▶ The problem
Starting at the line that has "- The table" and stopping after the line that has "- We reset virtualization", reproduce the listing below exactly; omit everything else.
*** Opening of Data to examine ***
PR #17211, opened 2026-01-17
feat: add TypeScript Go (tsgo) for faster type checking

FelixMalfait:
## Summary

- Add `@typescript/native-preview` (tsgo) for dramatically faster type checking on frontend projects
- Configure tsgo as default for frontend projects (twenty-front, twenty-ui, twenty-shared, etc.)
- Keep tsc for twenty-server (faster for NestJS decorator-heavy code)
- Fix type imports for tsgo compatibility (DOMPurify, AxiosInstance)
- Remove deprecated `baseUrl` from tsconfigs where safe

## Performance Results

| Project | tsgo | tsc -b | Speedup |
|---------|------|--------|---------|
| **twenty-front** | 1.4s | 60.7s | **43x faster** |
| **twenty-server** | 2m42s | 1m10s | tsc is faster (decorators) |

tsgo excels at modern React/JSX codebases but struggles with decorator-heavy NestJS backends, so we use the optimal checker for each.

## Usage

```bash
# Default (tsgo for frontend, tsc for backend)
nx typecheck twenty-front
nx typecheck twenty-server

# Force tsc fallback if needed
nx typecheck twenty-front --configuration=tsc

# Force tsgo on backend (slower, not recommended)
nx typecheck twenty-server --configuration=tsgo
```

## Test plan

- [x] `nx typecheck twenty-front` passes with tsgo
- [x] `nx typecheck twenty-server` passes with tsc
- [x] `nx run-many -t typecheck --exclude=fireflies` passes
- [ ] CI tests pass


FelixMalfait:
@charlesBochet fyi. Upgrading on twenty-front since MS says it's okay tu use, but didn't manage to upgrade twenty-server, I think they need to make progress on decorator support

prastoin:
Nice very cool initiative
Looks weird for twenty-server, tsgo is retro-comp with all dependencies natively ?

packages/twenty-front/tsconfig.build.json
```diff
@@ -1,8 +1,7 @@
 {
   "extends": "./tsconfig.json",
   "compilerOptions": {
-    "types": ["node"],
-    "baseUrl": "."
```
prastoin, line 5: ***Remark:*** wondering why this why required, same for above tsconfig

prastoin: Ok nevermind it has been deprecated

packages/twenty-server/project.json
```diff
@@ -41,7 +41,20 @@
         "updateBuildableProjectDepsInPackageJson": true
       }
     },
-    "typecheck": {},
+    "typecheck": {
```
prastoin, line 44: ***Question:*** Can't we use the global nx configuration typecheck `tsc` configuration instead of redeclaring here ?

FelixMalfait: Maybe but I think this is pretty straightforward to understand/read, and hopefully this overwrite is only temporary! I think they have some issues with decorators and NestJS uses a lot of decorator, it should get better within a few months

FelixMalfait:
Thanks for the review @prastoin - I'd love to migrate twenty-server to, the impact is huge when it works, but it doesn't seem as straightforward as it was for frontend, I think it's best to wait.

packages/twenty-server/project.json
prastoin: I would recommend removing the tsc configuration at the top nx configuration then, and only keep the tsc at the twenty-server lvl
That's nitpicking though

prastoin (approved):

prastoin:
Removing `baseUrl` would break the `tsc` compilation ?

charlesBochet:
Awesome! Great that this TS built with TS non-sense is coming to an end :D
Tested locally for frontend

charlesBochet:
I have the impression that it's also way less RAM intensive (~800MB vs ~3GB before), hard to confirm while the whole project is not fully migrated. This could also be game changer for linter ts rules (this is what's slowing down the linter mostly right now)

PR #17214, opened 2026-01-17
fix: refresh virtualized table when field metadata is updated ( #16388 )

carbonFibreCode:
Fixes #16388 

Now we have used the metadata fetching from network using resetVirtualizationBecauseDataChanged(), as we navigate back to the table after updating the field content. As the virtualised table uses the "cache-first" strategy, it fails to give fresh data from the data base

Please let me know i we need to add the loading state (and it's UI requirements) while it fetches the cell content, as currently the cell is empty until it's populated by fresh data

https://github.com/user-attachments/assets/901085ba-4337-4a5d-86c8-15ac84250e8f


packages/twenty-front/src/modules/object-record/record-table/virtualization/components/RecordTableVirtualizedInitialDataLoadEffect.tsx
```diff
@@ -103,5 +108,45 @@ export const RecordTableVirtualizedInitialDataLoadEffect = () => {
...
+    setLastProcessedFieldMetadataUpdate,
+  ] = useRecoilComponentState(lastProcessedFieldMetadataUpdateComponentState);
+
+  useEffect(() => {
+    if (!lastFieldMetadataItemUpdate) {
+      return;
+    }
+
+    if (
+      lastFieldMetadataItemUpdate.timestamp === lastProcessedFieldMetadataUpdate
```
etiennejouan: `lastFieldMetadataItemUpdate.timestamp < lastProcessedFieldMetadataUpdate` Shouldn't be more logic like that ?

etiennejouan (commented):
Hi @carbonFibreCode, thank you so much for your contribution. I've tested it and it works well.

Concerning [the implementation strategy](https://github.com/twentyhq/twenty/issues/16388#issuecomment-3664752756), we plan to have an app-scoped state holding all sorts of metadata updates—a higher level one than the one you built.

Another issue I see: when first loading another table view based on another view showing the field, it would go through the useEffect (RecordTableVirtualizedInitialDataLoadEffect.tsx file), resetting virtualization when we don't need it to.

@lucasbordeau, what do you think? Would you have more precise guidance to help fix this? Or too complicated to fix without context/experience on twenty codebase ?

carbonFibreCode:
> Hi @carbonFibreCode, thank you so much for your contribution. I've tested it and it works well.
> 
> Concerning [the implementation strategy](https://github.com/twentyhq/twenty/issues/16388#issuecomment-3664752756), we plan to have an app-scoped state holding all sorts of metadata updates—a higher level one than the one you built.
> 
> Another issue I see: when first loading another table view based on another view showing the field, it would go through the useEffect (RecordTableVirtualizedInitialDataLoadEffect.tsx file), resetting virtualization when we don't need it to.
> 
> @lucasbordeau, what do you think? Would you have more precise guidance to help fix this? Or too complicated to fix without context/experience on twenty codebase ?

hey @etiennejouan  thanks for review,  i am working on it right now to follow the implementation strategy for using appScoped state, open to @lucasbordeau 's comment
I'd prefer the guidance to get familiar with the codebase.

etiennejouan:
> > Hi @carbonFibreCode, thank you so much for your contribution. I've tested it and it works well.
> > Concerning [the implementation strategy](https://github.com/twentyhq/twenty/issues/16388#issuecomment-3664752756), we plan to have an app-scoped state holding all sorts of metadata updates—a higher level one than the one you built.
> > Another issue I see: when first loading another table view based on another view showing the field, it would go through the useEffect (RecordTableVirtualizedInitialDataLoadEffect.tsx file), resetting virtualization when we don't need it to.
> > @lucasbordeau, what do you think? Would you have more precise guidance to help fix this? Or too complicated to fix without context/experience on twenty codebase ?
> 
> hey @etiennejouan thanks for review, i am working on it right now to follow the implementation strategy for using appScoped state, open to @lucasbordeau 's comment I'd prefer the guidance to get familiar with the codebase.

@carbonFibreCode 
To make sure you don't work for nothing, I would wait wait for @lucasbordeau  to get back.

carbonFibreCode:
> @carbonFibreCode To make sure you don't work for nothing, I would wait wait for @lucasbordeau to get back.

waiting for @lucasbordeau 's review,

In the mean time i tried switching to using a generic lastAppOperationState as requested, for the table refresh logic, I opted for a pure event driven approach, if a relevant event hasn't been processed by the component, we trigger a refresh.

packages/twenty-front/src/modules/object-record/record-table/virtualization/components/RecordTableVirtualizedInitialDataLoadEffect.tsx
```diff
@@ -103,5 +108,45 @@ export const RecordTableVirtualizedInitialDataLoadEffect = () => {
     visibleRecordFields,
   ]);
 
+  const lastFieldMetadataItemUpdate = useRecoilValue(
```
lucasbordeau: The logic works for me, could you just extract this into a separate effect component ? We try to keep one useEffect per component to avoid side effects that can happen when multiple useEffects share the same reactive dependencies.

carbonFibreCode: Yeah sure, i'll do it and push the changes by 9:30 PM IST  (4:30 PM CET) -> i hope correct about the time zone.. haha

carbonFibreCode: Hi @lucasbordeau, I’ve updated the PR with the separate effect component as you suggested and all checks are passing. Would you mind having another look and sharing any further guidance, given the current blocked: tech spec needed label?

packages/twenty-front/src/modules/object-metadata/states/lastFieldMetadataItemUpdateState.ts
```diff
@@ -0,0 +1,13 @@
+import { createState } from 'twenty-ui/utilities';
+
+export type LastFieldMetadataItemUpdate = {
```
lucasbordeau: Ok I think it's a good pattern : 
- The table updates only when it mounts back after settings change, so that's asynchronous as it should be
- We reset virtualization as we already do for other update events, and it is designed to handle this frequently right now. (We would like to optimize those small state effects but that requires unlocking other improvements before.)
- We already use this pattern elsewhere

Two changes though : 
- Could you use an uuid v4 instead of a timestamp for the referential integrity of this object ?
- Extract this type in a standalone file

packages/twenty-front/src/modules/object-record/record-table/virtualization/states/lastProcessedFieldMetadataUpdateComponentState.ts
```diff
@@ -0,0 +1,9 @@
+import { ContextStoreComponentInstanceContext } from '@/context-store/states/contexts/ContextStoreComponentInstanceContext';
+import { createComponentState } from '@/ui/utilities/state/component-state/utils/createComponentState';
+
+export const lastProcessedFieldMetadataUpdateComponentState =
```
lucasbordeau: lastProcessedFieldMetadataUpdateIdComponentState => use an id property instead

packages/twenty-front/src/modules/object-record/record-table/virtualization/components/RecordTableVirtualizedFieldMetadataUpdateEffect.tsx
```diff
@@ -0,0 +1,62 @@
...
+    setLastProcessedFieldMetadataUpdate,
+  ] = useRecoilComponentState(lastProcessedFieldMetadataUpdateComponentState);
+
+  useEffect(() => {
+    if (!lastFieldMetadataItemUpdate) {
+      return;
+    }
+
+    if (
+      lastFieldMetadataItemUpdate.timestamp === lastProcessedFieldMetadataUpdate
```
lucasbordeau: Use id here for comparison

carbonFibreCode: hmmmm.... ok

carbonFibreCode: @lucasbordeau pushed the changes

- now eventId is compared as per the request
- pulled out the types in separate file as per existing design pattern

lucasbordeau (approved):
LGTM, nice contribution.

I've just added some minor renaming to make it more aligned with our conventions.

carbonFibreCode:
> LGTM, nice contribution.
> 
> I've just added some minor renaming to make it more aligned with our conventions.

Thanks for the feedback, Lucas, i've noted those naming conventions and will make sure to apply them to my future contributions. Appreciate the guidance on this one.

carbonFibreCode:
> lucasbordeau

@lucasbordeau
Hey, some CI checks are failing blocking auto merge, let me know if it's the pipeline/config issue or something's on me to fix

PR #17233, opened 2026-01-19
fix: E2E login test flakiness

FelixMalfait:
## Summary
- Fix E2E login test flakiness by using `click()` auto-waiting instead of `isVisible()` check
- The login form shows a loader while GraphQL data loads. The previous `isVisible()` check returned immediately (no waiting) and would fail while the loader was showing
- Using `click()` which has built-in auto-waiting for elements to be visible and actionable fixes this

## Test plan
- E2E tests should pass more reliably in CI
- Login setup test should no longer timeout waiting for the email field


FelixMalfait:
Not 100% sure it was the real issue but I think this could fix the flakiness I've seen in merge queue?

bosiraphael (approved):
*** Close of Data to examine ***
▶ Solution for this task
- The table updates only when it mounts back after settings change, so that's asynchronous as it should be
- We reset virtualization as we already do for other update events, and it is designed to handle this frequently right now. (We would like to optimize those small state effects but that requires unlocking other improvements before.)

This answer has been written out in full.